**Aim of the exercise**
Which lines below include "string"? Copy them all.

Start of Data for the task

PR #2800, opened 2023-09-16
Add documentation and plugin notice about the end of the plugin version

Levdbas:
Related:

- #2794

## Work in progress
This is a first version of this PR where I would like to have input from the core team: @gchtr , @nlemoine and @jarednova . Could you have a look at the wording of the notices in the .txt, .md file? Is that what we want to communicate? Please change/complete my suggested texts and notifications where necessary so that we can release this.

**Example of the plugin notice as currently commited**
afbeelding

### TODO's

- [x] Fill the links in the code changes
- [x] test the upgrade guide with a minimal theme and latest WordPress version
- [x] [Release a plugin version with the new code changes.](https://github.com/timber/timber/issues/2820)

## Issue
We are not going to release a plugin version of Timber anymore. We think that a lot of people will be stuck on the plugin version of Timber 1. With a install base of 50.000+ installations we are talking about a lot of people.

## Solution
Let's inform Timber users about the upcoming end of the Timber plugin and help them with extra guides on how to switch to the Composer based (1.x) version.

## Impact
Minimal on the codebase. This PR adds an inline plugin notification as the only code change.

## Usage Changes
See the whole guide :)

## Considerations

- I made a docs/getting-started/switch-to-composer.md guide. Is this the proper location?
- See the plugin notification I currently created. Is this the way we want to notify the plugin users about this change
- Is the switch-to-composer guide good enough?

## Testing
No

PR #2805, opened 2023-09-22
docs: updated plugin support part

Levdbas:
Related:

- https://github.com/timber/timber/pull/2800

## Issue
In the v2 guide there is no link/information about how to switch from the plugin version to the Composer-based installation.

## Solution
After we merged #2800 and deployed the new docs we can merge this PR to refer in the 2.0 guide to the _Switch from the plugin to Composer_ guide.

## Impact
Better information when you end up directly in the 2.0 upgrade guide.

## Usage Changes
no.

## Considerations
Cross-reference this 2.0 guide as the next step in the guide created in #2800? 

## Testing
no.


gchtr (approved):
Very good!

Issue #2802, opened 2023-09-21
[BUG] Timber\Post->terms() throws error if 'fields' parameter has value other than 'all'


herrschuessler:
### Expected Behavior

I'm running the example code found  at https://timber.github.io/docs/v2/getting-started/a-post-archive/#an-example-related-posts
```PHP
$context = Timber::context();

$post = $context['post'];

$context['related_posts'] = Timber::get_posts([
    'post_type' => 'post',
    'posts_per_page' => 3,
    'no_found_rows' => true,
    'orderby' => 'date',
    'order' => 'DESC',
    'post__not_in' => [$post->ID],
    'category__in' => $post->terms([
        'taxonomy' => 'category',
        'fields' => 'ids',
    ]),
]);
```
It should get a post collection posts from the same category.

### Actual behavior

```
Fatal error: Uncaught Error: Timber\Factory\TermFactory::build(): Argument #1 ($term) must be of type WP_Term, int given
in /timber/src/Factory/TermFactory.php on line 136
```

The issues seems to come from the 'fields' parameter in the category query. Setting the param to any other value than 'all' will result in the same error.

### Steps to reproduce behavior

Use Timber 2 rc.1 and run the above code

### What version of Timber are you using?

Timber 2 rc.1

### What version of WordPress are you using?

WordPress 6.3.1

### What version of PHP are you using?

PHP 8.1

### How did you install Timber?

Installed or updated Timber through Composer

jrathert:
Hm, as far as I understand the code, the problem is actually caused by this function in `TermFactory.php`:

```
protected function from_wp_term_query(WP_Term_Query $query): iterable
{
    return \array_map([$this, 'build'], $query->get_terms());
}

```
`$query->get_terms()` (actually: `WP_Term_Query::get_terms()` might - depending on the `fields` argument inside it - return very different things (`WP_Term[]|int[]|string[]|string`), but the code expects it returns a `ẀP_term[]` in all cases (which it only does, if `fields` is not set or set to `all` or  `all_with_object_id`). So I guess this requires quite some work here (and I do not see how the whole code/approach could work if someone sets `fields` to, e.g., `count`)?

See: https://developer.wordpress.org/reference/classes/wp_term_query/get_terms/

gchtr:
Resolved in #2806.

PR #2806, opened 2023-09-24
fix: consider 'fields' value when returning terms from query

jrathert:
Related:

- Ticket #2802 

## Issue
A `fields` argument other than `all`or `all_with_object_id` lead to a fatal error, as `TermFactory::from_wp_term_query()` did expect the result of a query to always be of type `WP_term[]` 

## Solution
In `TermFactory::from_wp_term_query()` call `TermFactory::build()` only if `fields` is `all` or `all_with_object_id`, otherwise, return plain result of `WP_Term_Query::get_terms()` (i.e., `int[]|string[]|string`)

## Considerations
One could - instead of examining the `fields` argument - check if the object returned from `WP_Term_Query::get_terms()` actually is a `WP_Term[]`. That would be future proof (if there are `fields` values added for which the query also returns an array of `WP_Term`) - but might have some impact on performance, so I decided to solve it this way.

## Testing
No specific

### DIFF
--- a/src/Factory/TermFactory.php
+++ b/src/Factory/TermFactory.php
@@ -60,9 +60,16 @@ class TermFactory
         return $this->build($wp_term);
     }
 
-    protected function from_wp_term_query(WP_Term_Query $query): iterable
+    protected function from_wp_term_query(WP_Term_Query $query)
     {
-        return \array_map([$this, 'build'], $query->get_terms());
+        $terms = $query->get_terms();
+
+        $fields = $query->query_vars['fields'];
+        if ('all' === $fields || 'all_with_object_id' === $fields) {
+            return \array_map([$this, 'build'], $terms);
+        }
+
+        return $terms;
     }
 
     protected function from_term_object(object $obj): CoreInterface
--- a/tests/test-term-factory.php
+++ b/tests/test-term-factory.php
@@ -310,6 +310,135 @@ class TestTermFactory extends Timber_UnitTestCase
         $this->assertTrue(MyTerm::class === get_class($res[1]));
     }
 
+    public function testFromTermQueryWithFields()
+    {
+        $term_ids = $this->factory->term->create_many(4, [
+            'taxonomy' => 'post_tag',
+        ]);
+
+        $post_id = $this->factory->post->create();
+        wp_set_object_terms(
+            $post_id,
+            $term_ids[0],
+            'post_tag'
+        );
+        wp_set_object_terms(
+            $this->factory->post->create(),
+            [$term_ids[1], $term_ids[2]],
+            'post_tag'
+        );
+
+        $termFactory = new TermFactory();
+
+        // all: array of used terms as Timber\Term object
+        $termQuery = new WP_Term_Query([
+            'taxonomy' => 'post_tag',
+            'fields' => 'all',
+        ]);
+        $terms = $termFactory->from($termQuery);
+        $this->assertCount(3, $terms);
+        foreach ($terms as $term) {
+            $this->assertInstanceOf(Term::class, $term);
+        }
+
+        // all_with_object_id: all terms used in a specific object as Timber\Term object
+        $termQuery = new WP_Term_Query([
+            'taxonomy' => 'post_tag',
+            'fields' => 'all_with_object_id',
+            'object_ids' => $post_id,
+        ]);
+        $terms = $termFactory->from($termQuery);
+        $this->assertCount(1, $terms);
+        $this->assertInstanceOf(Term::class, $terms[0]);
+        $this->assertSame($terms[0]->id, $term_ids[0]);
+
+        // register class map and repeat previous tests
+        $my_class_map = function (array $map) {
+            return array_merge($map, [
+                'post_tag' => MyTerm::class,
+            ]);
+        };
+        $this->add_filter_temporarily('timber/term/classmap', $my_class_map);
+
+        // all_with_object_id: all terms used in a specific object as MyTerm object
+        $termQuery = new WP_Term_Query([
+            'taxonomy' => 'post_tag',
+            'fields' => 'all',
+        ]);
+        $terms = $termFactory->from($termQuery);
+        $this->assertCount(3, $terms);
+        foreach ($terms as $term) {
+            $this->assertInstanceOf(MyTerm::class, $term);
+        }
+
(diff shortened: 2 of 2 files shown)


src/Factory/TermFactory.php
```diff
@@ -60,9 +60,16 @@ protected function from_id(int $id): ?Term
         return $this->build($wp_term);
     }
 
-    protected function from_wp_term_query(WP_Term_Query $query): iterable
+    protected function from_wp_term_query(WP_Term_Query $query)
```
gchtr, line 63: @nlemoine Would the function not always return an `iterable` result, even if it’s an array of ids?

src/Factory/TermFactory.php
```diff
@@ -60,9 +60,16 @@ protected function from_id(int $id): ?Term
...
-    protected function from_wp_term_query(WP_Term_Query $query): iterable
+    protected function from_wp_term_query(WP_Term_Query $query) 
     {
-        return \array_map([$this, 'build'], $query->get_terms());
+        $terms = $query->get_terms();
+        $_fields = $query->query_vars['fields'];
+        if ('all' === $_fields || 'all_with_object_id' === $_fields) {
+            return \array_map([$this, 'build'], $terms);
+        }
+        else {
```
gchtr, line 70: We don’t need an else statement here but could directly return `$terms`.

gchtr (commented):
This feels like sensible approach to me.

I think we would also need tests for this. @jrathert Do you have testing set up and can you add tests? Or would you rather have us do it?

@nlemoine I’d be glad about your opinion on this.

jrathert:
> @jrathert Do you have testing set up and can you add tests? 

I did not have it when I wrote the code, but now I have ;-). Can add some in the the next days.

src/Factory/TermFactory.php
jrathert: It might as well return a string (if `'fields' == 'count'`), which is not an iterable. So we need to remove it.

src/Factory/TermFactory.php
jrathert: Done

jrathert:
Did a few optimizaitons for the assertions (assertSame, not assertEquals etc)

src/Factory/TermFactory.php
nlemoine: This is a tricky situation.

Should `Timber::get_terms()` exactly match `get_terms` behavior?

Since we can't use union types yet (`int|iterable`), I would say: `Timber::get_terms()` should be used for getting objects or ids. If you need count, use `get_terms`. There's actually no benefit in using `Timber::get_terms()` for getting anything else than objects (event IDs) and keeping return types seems more important to me.

src/Factory/TermFactory.php
```diff
@@ -60,9 +60,16 @@ protected function from_id(int $id): ?Term
         return $this->build($wp_term);
     }
 
-    protected function from_wp_term_query(WP_Term_Query $query): iterable
+    protected function from_wp_term_query(WP_Term_Query $query)
     {
-        return \array_map([$this, 'build'], $query->get_terms());
+        $terms = $query->get_terms();
+
+        $_fields = $query->query_vars['fields'];
```
nlemoine, line 67: For consistency, I would remove the `_` from  variable name.

nlemoine (changes requested):

nlemoine:
Thank you @jrathert! We juste need to take a decision on https://github.com/timber/timber/pull/2806#discussion_r1366766656

And it will be good to go.

src/Factory/TermFactory.php
jrathert: @nlemoine - I see your point. My fix does more than is needed to fix the bug, and probably than is reasonable. 

On the other hand - if I pass a `WP_Term_Query` object to `TermFactory::from()` (even indirect via `Timber::get_terms()`) - what would you expect to happen? If the query is about the number of terms (i.e., `fields == count`) we should return exactly that. 
Or, to phrase it differently, what should we do if it is set like that and we actually need to return an `iterable`: throw an error? return an empty array?

Also note the method actually calling this protected, typed method is `TimberFactory::from()` - which does not have a return type and also simply ignores the return types of all methods it is calling (just passing on the results).

nlemoine: You're right @jrathert, the problem lies elsewhere. Maybe in the fact that we allow a `WP_Term_Query` to be passed or maybe we should throw something here, after all, it's a **term** factory, not a count term factory :) You should expect an iterable here.

Let's drop the return type then.

jrathert: The problem lies within the weird behavior/return types of `WP_Term_Query::get_terms()` I'd say. I am a bit new to PHP and WordPress, but I find it astonishing how pragmatic the language can be used - and actually is within WordPress.

nlemoine: PHP ≠ WordPress :) WordPress kind of lives outside regular PHP world.

jrathert:
Removed the unnecessary '`_` - should be ready to merge now.

gchtr:
I’m continuing the discussion we started in https://github.com/timber/timber/pull/2806#discussion_r1366766656 here.

 Very good that the issue with count popped up here.

> I would say: `Timber::get_terms()` should be used for getting objects or ids. If you need count, use `get_terms`. There's actually no benefit in using `Timber::get_terms()` for getting anything else than objects (event IDs) and keeping return types seems more important to me.

I agree with that.

> Maybe in the fact that we allow a `WP_Term_Query` to be passed or maybe we should throw something when `count` is met, after all, it's a **term** factory, not a count term factory :) You should expect an iterable here.

We could use [`Timber\Helper::doing_it_wrong()`](https://github.com/timber/timber/blob/38a99405ab322eb5d79a37d77eb149a65778ea8f/src/Helper.php#L318) here if `count` is found and advise to use `get_terms()` instead.

This could mean that we could keep `iterable`, right? Even though `TermFactory::from()` doesn’t have return types.

General error handling is still something we need to figure it in the future (https://github.com/timber/timber/issues/2210).

gchtr:
I just talked to @nlemoine. We going to drop `iterable` and will probably come back to this once we can use union types, which is when we drop support for PHP 7.4 in a future version.

gchtr (approved):

gchtr:
Some tests only fail because of an issue with testing against WordPress 6.4. For now, we can ignore these tests. I’m merging this in.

End of Data for the task

**Answer to the problem**
`$query->get_terms()` (actually: `WP_Term_Query::get_terms()` might - depending on the `fields` argument inside it - return very different things (`WP_Term[]|int[]|string[]|string`), but the code expects it returns a `ẀP_term[]` in all cases (which it only does, if `fields` is not set or set to `all` or  `all_with_object_id`). So I guess this requires quite some work here (and I do not see how the whole code/approach could work if someone sets `fields` to, e.g., `count`)?
In `TermFactory::from_wp_term_query()` call `TermFactory::build()` only if `fields` is `all` or `all_with_object_id`, otherwise, return plain result of `WP_Term_Query::get_terms()` (i.e., `int[]|string[]|string`)
jrathert: It might as well return a string (if `'fields' == 'count'`), which is not an iterable. So we need to remove it.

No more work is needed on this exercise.